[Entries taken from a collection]
※ ※ ※
PR #77, opened 2016-03-07
set default value for ssh compression to false

chris-rock:
Users have reported, that ssh compression does not work with all ssh servers. Lets default compression to false.


alexpop:
I see, we set compression to false for now and look into negotiating it between ssh client and server in the future?

alexpop:
:+1: 
Thanks Chris

chris-rock:
@alexpop that is the idea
※ ※ ※
* Problem description: Write out the records. Leave nothing out and change nothing.

* Written response:
PR #77, opened 2016-03-07
set default value for ssh compression to false

chris-rock:
Users have reported, that ssh compression does not work with all ssh servers. Lets default compression to false.


alexpop:
I see, we set compression to false for now and look into negotiating it between ssh client and server in the future?

alexpop:
:+1: 
Thanks Chris

chris-rock:
@alexpop that is the idea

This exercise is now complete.